WHAT IS EXPECTED:
Your task is to reproduce exactly the lines that run from the beginning of the data through the line where "localhost_3000_k8s_dashboard" appears.

STUDY MATERIAL:

..............................

PR #3143, opened 2024-10-16
frontend: Add workflow layout component

septum:
### Description

- Added a new WorkflowLayout component

##### Before

localhost_3000_dynamodb_capacity (1)

##### After

localhost_3000_dynamodb_capacity (3)

##### Before

localhost_3000_k8s

##### After

localhost_3000_k8s_dashboard

### Testing Performed

Manual


frontend/packages/core/src/WorkflowLayout/index.tsx
```diff
@@ -0,0 +1,88 @@
...
+
+const WorkflowLayout = ({
+  variant,
+  showHeader,
+  heading,
+  children,
+}: React.PropsWithChildren<LayoutProps>) => {
+  return (
+    <LayoutContainer $variant={variant}>
+      {showHeader !== false && (
```
jecr, line 70: Wondering about this condition, seems funny checking for` !== false`, wouldn't it be the same as just checking for `showHeader = true`?, or maybe a prop name change to `hideHeader` if the default is to show it?

septum: My reasoning is that it won't be used unless setting it to `false`. 

I could default it as `showHeader = true` in the props destructuring and doing the check to `=== true`, though.

jecr: 🤔 my concern is the prop name `showHeader`, and that it will only take effect if set to `false`, kinda goes against what `show` conveys. Or maybe I'm getting it wrong, double negatives confuse me 😆

septum: Ahh, I see now. I think that makes sense, I'll submit a change for it.

septum: Done in [275ea93](https://github.com/lyft/clutch/pull/3143/commits/275ea93fb34028b3978fd5888e2b308de56e1011)

frontend/packages/core/src/WorkflowLayout/index.tsx
```diff
@@ -0,0 +1,88 @@
...
+    },
+    // No styles
+    custom: {},
+  };
+  return layoutVariantStylesMap[variant];
+};
+
+const LayoutContainer = styled("div")(
+  ({ $variant, theme }: StyledVariantComponentProps) =>
+    getContainerVariantStyles($variant, theme) as any
```
jecr, line 47: Can this have a type other than `any`?

jecr (approved):

frontend/packages/core/src/WorkflowLayout/index.tsx
septum: Yes, done in 076904d

frontend/packages/core/src/AppProvider/index.tsx
```diff
@@ -214,21 +215,32 @@ const ClutchApp = ({
...
-                                    type="layout"
-                                    workflow={workflow?.displayName}
-                                    banners={appConfiguration?.banners}
-                                  >
-                                    {React.cloneElement(<route.component />, {
-                                      ...route.componentProps,
-                                      heading,
-                                    })}
-                                  </AppNotification>
+                                  <WorkflowLayout {...workflowLayoutProps}>
```
jdslaugh, line 231: Sorry, had one thought about this. Let's add an appConfig variable that basically is `useWorkflowSpacing` or something, disabled by default (this way it doesn't negatively affect others) and then we enable it manually.

jdslaugh (approved):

..............................

COMPLETED TASK:
PR #3143, opened 2024-10-16
frontend: Add workflow layout component

septum:
### Description

- Added a new WorkflowLayout component

##### Before

localhost_3000_dynamodb_capacity (1)

##### After

localhost_3000_dynamodb_capacity (3)

##### Before

localhost_3000_k8s

##### After

localhost_3000_k8s_dashboard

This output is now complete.